---- RECORDS SUPPLIED
PR #22039, opened 2024-05-22
langchain[minor]: add universal init_model

baskaryan:
decisions to discuss
- only chat models
- model_provider isn't based on any existing values like llm-type, package names, class names
- implemented as function not as a wrapper ChatModel
- function name (init_model)
- in langchain as opposed to community or core
- marked beta


ccurme:
langchain feels like a natural place for this. but if we (a) put this in langchain, and (b) encourage this method of initializing chat models, then users will need to install langchain where they previously just needed core.

ccurme:
currently we aim to have all chat model integrations support the same interface. a wrapper ChatModel would allow us some flexibility if a single provider diverges wildly from LangChain conventions (e.g., we can let the integration chat model do its own thing, but enforce conventions on the ChatModel version).

baskaryan:
> langchain feels like a natural place for this. but if we (a) put this in langchain, and (b) encourage this method of initializing chat models, then users will need to install langchain where they previously just needed core.

imo fine to require langchain now that it doesn't depend on community

> currently we aim to have all chat model integrations support the same interface. a wrapper ChatModel would allow us some flexibility if a single provider diverges wildly from LangChain conventions (e.g., we can let the integration chat model do its own thing, but enforce conventions on the ChatModel version).

imo if an integration isn't implementing BaseChatModel it doesn't belong here anyways

the pro of not doing a wrapper ChatModel is that this way any custom functionality (like bind_tools) is preserved on the returned object

eyurtsev:
Are we sure we want to add? When users use `langchain_fireworks` or some other partner, they know exactly where to go to see documentation (APIReference) for model parameters, they can also use tab completion in an IDE setting to read the doc-string associated with the model.

If we do it this way, users won't know:

1) which package code comes from
2) what parameters it supports etc

and they don't have a way of listing the models that are available through this init method

libs/langchain/langchain/chat_models/base.py
```diff
@@ -10,4 +14,179 @@
...
+
+            gpt_3 = init_model("gpt-4o", model_provider="openai", temperature=0)
+            claude_opus = init_model("claude-3-opus-20240229", model_provider="anthropic", temperature=0)
+            gemini_15 = init_model("gemini-1.5-pro", model_provider="google_vertexai", temperature=0)
+
+            gpt_3.invoke("what's your name")
+            claude_opus.invoke("what's your name")
+            gemini_15.invoke("what's your name")
+    """  # noqa: E501
+    model_provider = model_provider or _attempt_infer_model_provider(model_name)
```
eyurtsev, line 69: What qualifications must a chat model meet to be included here?

libs/langchain/langchain/chat_models/base.py
```diff
@@ -10,4 +14,179 @@
...
+        return "google-vertexai"
+    elif model_name.startswith("amazon."):
+        return "bedrock"
+    else:
+        return None
+
+
+def _check_pkg(pkg: str) -> None:
+    try:
+        importlib.import_module(pkg)
```
eyurtsev, line 186: importlib.util.find_spec ?

baskaryan:
> Are we sure we want to add? When users use `langchain_fireworks` or some other partner, they know exactly where to go to see documentation (APIReference) for model parameters, they can also use tab completion in an IDE setting to read the doc-string associated with the model.
> 
> If we do it this way, users won't know:
> 
> 1. which package code comes from
> 2. what parameters it supports etc
> 
> and they don't have a way of listing the models that are available through this init method

goal of this is to enable developers of other packages who want to let their users easily access many models via simple configs. just bc we add this method doesn't mean we need to recommend it as default way to instantiate model

libs/langchain/langchain/chat_models/base.py
eyurtsev: recognized model_provider below

baskaryan: any ChatModel can be added. can update with more if we want

baskaryan: until requested will stick only to models with their own integration packages, not langchain-community ones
--------
**WORK REQUIRED:**
Retype every line of the data, keeping each one exactly as it is.

**ANSWER BOX:**
PR #22039, opened 2024-05-22
langchain[minor]: add universal init_model

baskaryan:
decisions to discuss
- only chat models
- model_provider isn't based on any existing values like llm-type, package names, class names
- implemented as function not as a wrapper ChatModel
- function name (init_model)
- in langchain as opposed to community or core
- marked beta


ccurme:
langchain feels like a natural place for this. but if we (a) put this in langchain, and (b) encourage this method of initializing chat models, then users will need to install langchain where they previously just needed core.

ccurme:
currently we aim to have all chat model integrations support the same interface. a wrapper ChatModel would allow us some flexibility if a single provider diverges wildly from LangChain conventions (e.g., we can let the integration chat model do its own thing, but enforce conventions on the ChatModel version).

baskaryan:
> langchain feels like a natural place for this. but if we (a) put this in langchain, and (b) encourage this method of initializing chat models, then users will need to install langchain where they previously just needed core.

imo fine to require langchain now that it doesn't depend on community

> currently we aim to have all chat model integrations support the same interface. a wrapper ChatModel would allow us some flexibility if a single provider diverges wildly from LangChain conventions (e.g., we can let the integration chat model do its own thing, but enforce conventions on the ChatModel version).

imo if an integration isn't implementing BaseChatModel it doesn't belong here anyways

the pro of not doing a wrapper ChatModel is that this way any custom functionality (like bind_tools) is preserved on the returned object

eyurtsev:
Are we sure we want to add? When users use `langchain_fireworks` or some other partner, they know exactly where to go to see documentation (APIReference) for model parameters, they can also use tab completion in an IDE setting to read the doc-string associated with the model.

If we do it this way, users won't know:

1) which package code comes from
2) what parameters it supports etc

and they don't have a way of listing the models that are available through this init method

libs/langchain/langchain/chat_models/base.py
```diff
@@ -10,4 +14,179 @@
...
+
+            gpt_3 = init_model("gpt-4o", model_provider="openai", temperature=0)
+            claude_opus = init_model("claude-3-opus-20240229", model_provider="anthropic", temperature=0)
+            gemini_15 = init_model("gemini-1.5-pro", model_provider="google_vertexai", temperature=0)
+
+            gpt_3.invoke("what's your name")
+            claude_opus.invoke("what's your name")
+            gemini_15.invoke("what's your name")
+    """  # noqa: E501
+    model_provider = model_provider or _attempt_infer_model_provider(model_name)
```
eyurtsev, line 69: What qualifications must a chat model meet to be included here?

libs/langchain/langchain/chat_models/base.py
```diff
@@ -10,4 +14,179 @@
...
+        return "google-vertexai"
+    elif model_name.startswith("amazon."):
+        return "bedrock"
+    else:
+        return None
+
+
+def _check_pkg(pkg: str) -> None:
+    try:
+        importlib.import_module(pkg)
```
eyurtsev, line 186: importlib.util.find_spec ?

baskaryan:
> Are we sure we want to add? When users use `langchain_fireworks` or some other partner, they know exactly where to go to see documentation (APIReference) for model parameters, they can also use tab completion in an IDE setting to read the doc-string associated with the model.
> 
> If we do it this way, users won't know:
> 
> 1. which package code comes from
> 2. what parameters it supports etc
> 
> and they don't have a way of listing the models that are available through this init method

goal of this is to enable developers of other packages who want to let their users easily access many models via simple configs. just bc we add this method doesn't mean we need to recommend it as default way to instantiate model

libs/langchain/langchain/chat_models/base.py
eyurtsev: recognized model_provider below

baskaryan: any ChatModel can be added. can update with more if we want

baskaryan: until requested will stick only to models with their own integration packages, not langchain-community ones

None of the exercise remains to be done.